Convergence of integrals but $\int_a^b|f_n(x)-f(x)|dx$ does not converge to $0$ Can I have an example of a sequence of continuous functions $(f_n)_n$ and a continuous function $f:[a,b]\to \mathbb{R}$ such that
$$\int_a^bf_n(x)dx\to\int_a^bf(x)dx,$$
when $n\to+\infty$, but 
$$\int_a^b|f_n(x)-f(x)|dx$$
does not go to $0$ when $n\to+\infty$.
 A: Let $[a,b] = [0,4]$ and
$$f_n(x) = \begin{cases}\quad n^2x &, 0 \leqslant x \leqslant \frac{1}{n}\\
n^2\left(\frac{2}{n}-x\right) &, \frac{1}{n} \leqslant x \leqslant \frac{3}{n}\\
n^2\left(x-\frac{4}{n}\right) &, \frac{3}{n}\leqslant x \leqslant \frac{4}{n}\\
\qquad 0 &,\frac{4}{n}\leqslant x \leqslant 4.\end{cases}$$
Then $\int_0^4 f_n(x)\,dx = 0$ for all $n$, and $f_n(x) \to 0$ for all $x\in [0,4]$, but
$$\int_0^4 \lvert f_n(x)\rvert\,dx = 2$$
for all $n$.
A: It might be helpful to think of how to build an example from the bottom up. 
Let's start by making an example where $f_n > 0$, $f_n \to 0$ pointwise, and $\int_a^b f_n dx = C$ for some $C < \infty$. To do this we just want to make $f_n$ blow up (so that they are not dominated) on a rapidly shrinking set. So $f_n = n \chi_{[0,1/n]}$, $[a,b]=[0,1]$ will do the job.
Now we also want to have $\int_0^1 f_n \to 0$. The easiest way to do this is to have $\int_0^1 f_n = 0$. To do this, just flip the sign on $f_n$ on half of its domain, that is, take $f_n = n \left ( \chi_{[0,1/2n]} - \chi_{[1/2n,1/n]} \right )$.
Now we need to smooth out this example without changing its integral. This is not difficult but it is messy, mostly because we have to get "back to zero" continuously. The simplest way to do it is to make a piecewise linear function. The idea is to draw it so that you get two triangles of the same area, one above the axis and one below the axis. Here's one way to do it, which is a smoothing out of the discontinuous example above.
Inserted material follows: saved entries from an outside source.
PR #145, opened 2024-05-08
Add support for scopes based on AD group IDs + reject user if required scopes aren't added

alexluckett:
### Scope support
- Reads AD groups and maps them to scopes in `./designer/server/src/common/helpers/auth/azure-oidc.js`. This is then propogated to the cookie-based session and validated on `/auth/callback`.
- As a temporary measure until more fine-grained scope support is added around the app, if no scopes are assigned to the user they will be rejected from the login process and their session will be dropped. This means we can easily support extra scopes in the future (e.g. superadmins, guest readers, etc) while having the short term goal met of rejecting users with insufficient privileges.

### UI changes
- A new sign-in screen is the new landing page, replacing the previous "you are signed out" screen
- If a user has insufficient scopes, an error message is displayed on the sign-in screen. The user will never see that they are logged in, as we log them in, check their scopes, and immediately drop their session if they don't have permission.

image


designer/server/src/routes/account/auth.test.js
```diff
@@ -0,0 +1,74 @@
...
+
+    const result = await server.inject(options)
+
+    const cookies = setCookieParser.parse(result.headers['set-cookie'] ?? [], {
+      map: true
+    })
+
+    expect(
+      /** @type {CookieAuthResponse} */ (cookies).userSession?.value
+    ).toBeFalsy()
```
colinrotherham, line 39: Could we ditch the extra package/types and use Jest matchers?

```suggestion
    expect(result.headers['set-cookie']).toMatchObject(
      expect.arrayContaining([expect.stringContaining('userSession=')])
    )
```

designer/server/src/views/account/sign-in.njk
```diff
@@ -0,0 +1,29 @@
...
+{% from "govuk/components/button/macro.njk" import govukButton %}
+{% from "govuk/components/error-summary/macro.njk" import govukErrorSummary %}
+
+{% block content %}
+  {% if userFailedAuthorisation %}
+    {{ govukErrorSummary({
+      titleText: "There is a problem",
+      errorList: [
+        {
+          html: "We couldn't sign you in. Please contact the system administrator for help, <a href=\"mailto:steven.thomas@defra.gov.uk\">steven.thomas@defra.gov.uk</a>."
```
colinrotherham, line 11: Couple of tiny text + link class tweaks

```suggestion
          html: "We couldn’t sign you in. Please contact the system administrator for help, <a href=\"mailto:steven.thomas@defra.gov.uk\" class="govuk-link">steven.thomas@defra.gov.uk</a>."
```

<br>

But ideally, can we use the [`appErrorSummary()` component](https://github.com/DEFRA/forms-designer/commit/24c87625eaba1f64fa68657e91286cd88ac02ff0) wrapper I made?

```njk
{% from "error-summary/macro.njk" import appErrorSummary %}
```

I've extended it for form creation errors that come from the API, but something like this:

* https://github.com/DEFRA/forms-designer/pull/146

Otherwise we mainly need to notify screen readers of the error

## Page title
First we'll need to suffix the page title with `Error: `

```njk
{% if userFailedAuthorisation | length %}
  {% set pageTitle = "Error: " + pageTitle %}
{% endif %}
```

## HTML block `safe` filter
But good to use HTML blocks via `safe` too, here's an example via `appErrorSummary()`

```njk
  {% set errorHtml %}
    We couldn’t sign you in. Please contact the system administrator for help,
    <a href="mailto:steven.thomas@defra.gov.uk" class="govuk-link">steven.thomas@defra.gov.uk</a>
  {% endset %}

  {% if userFailedAuthorisation %}
    {{ appErrorSummary({
      errorList: [{
        html: errorHtml | safe
      }]
    }) }}
  {% endif %}
```

designer/server/src/models/account/auth.js
```diff
@@ -1,5 +1,17 @@
...
     pageTitle: 'You have signed out'
   }
 }
+
+/**
+ *  @param {boolean} userFailedAuthorisation - indicates the user has failed authorisation, but authentication was successful
+ */
+export function signInViewModel(userFailedAuthorisation) {
+  return {
+    pageTitle: `Sign in to ${config.serviceName}`,
```
colinrotherham, line 14: Thanks for moving more bits into view models 🙌

Not a blocker, but might need to customise this `pageTitle` when auth scopes prevent sign in

designer/server/src/models/account/auth.js
```diff
@@ -1,5 +1,17 @@
...
+    userFailedAuthorisation
```
colinrotherham, line 15: Not a blocker, but we could ahead and build the `errorList` array here

Making the Nunjucks view nice and generic for shared usage

designer/server/src/models/account/auth.js
```diff
@@ -1,5 +1,17 @@
+import config from '~/src/config.js'
+
 export function signedOutViewModel() {
   return {
     pageTitle: 'You have signed out'
   }
 }
+
+/**
+ *  @param {boolean} userFailedAuthorisation - indicates the user has failed authorisation, but authentication was successful
```
colinrotherham, line 10:
```suggestion
 * @param {boolean} userFailedAuthorisation - indicates the user has failed authorisation, but authentication was successful
```

designer/server/src/common/helpers/auth/azure-oidc.js
```diff
@@ -138,3 +168,8 @@ export const azureOidcNoop = {
  * @typedef {import('oidc-client-ts').OidcMetadata} OidcMetadata - OpenID Connect (OIDC) metadata
  * @typedef {import('oidc-client-ts').UserProfile} UserProfile - User profile
  */
+
+/**
+ * @typedef {object} idTokenPayload
```
colinrotherham, line 173: I'm torn by this, does the `oidc-client-ts` package have ID token types already?

I'm guessing we've hit custom Microsoft specific territory now 😣

(Does this PR break Keycloak sign in?)

designer/server/src/common/constants/rbac.js
```diff
@@ -0,0 +1,12 @@
+import config from '~/src/config.js'
+
+export const SCOPE_READ = 'read'
+export const SCOPE_WRITE = 'write'
+
+/**
+ * Maps a group a user is a member of to the scopes they have access to.
+ * @type {{[key: string]: Array<string>}}
```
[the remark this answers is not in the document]
alexluckett: Role-based access control. 

I need to rename this back to scopes - I originally had a concept of a 'role' (hence the name) but I removed it, just need to rename the file.

designer/server/src/routes/account/auth.test.js
alexluckett: Aha!! I was looking for something similar. Thank you.

designer/server/src/views/account/sign-in.njk
colinrotherham: I've merged https://github.com/DEFRA/forms-designer/pull/146 now if you'd like to rebase

designer/server/src/common/helpers/auth/azure-oidc.js
```diff
@@ -48,12 +68,22 @@ export const azureOidc = {
...
               token.verifyPayload(artifacts)
 
+              const idTokenPayload = /** @type {{payload: idTokenPayload}} */ (
+                token.decode(idToken).decoded
+              ).payload
+              const assignedScopes = getScopesForUserProfile(
+                idTokenPayload.groups ?? []
+              )
+
+              credentials.scope = assignedScopes
```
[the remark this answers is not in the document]
alexluckett: I don't think so. That function is per request, rather than when the token is received. We only need to grab their groups when the user is signing in or is refreshed. My understanding of the scope handler is where you want to elevate the user's access based on a specific request, which wouldn't be the case here.

`credentials.scope` is something I'm still trying to work out. It's definitely the right way to do it, I'm a bit puzzled though at the type errors. The [docs](https://hapi.dev/api/?v=21.3.3#-routeoptionsauthaccessscope) indicate it's a property of credentials, as does a few guides I found online.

Make the first triangle be formed by the segment between $(0,n)$ and $(1/n,0)$; this has area $1/2$. This line has slope $-n^2$. Continue this line some additional distance $x/2$, so that the minimum is $-n^2x/2$, and then rise back up to $0$. The resulting triangle has area $n^2x^2/2$, so to get the overall integral to be $0$ we want $x=1/n$. Doing some algebra, our function is
$$f_n(x) = \begin{cases} n-n^2x & x \in [0,3/2n] \\ n^2(x-3/2n)-n^2(1/2n) & x \in (3/2n,2/n] \\ 0 & x \in (2/n,2] \end{cases}$$
Now $\int_0^2 f_n dx = 0$, $f_n \to 0$ pointwise, but $\int_0^2 |f_n| dx = 1$.
This is very similar to Daniel Fischer's example, except he starts at 0, draws an isosceles triangle above the axis, and then draws its reflection below the axis.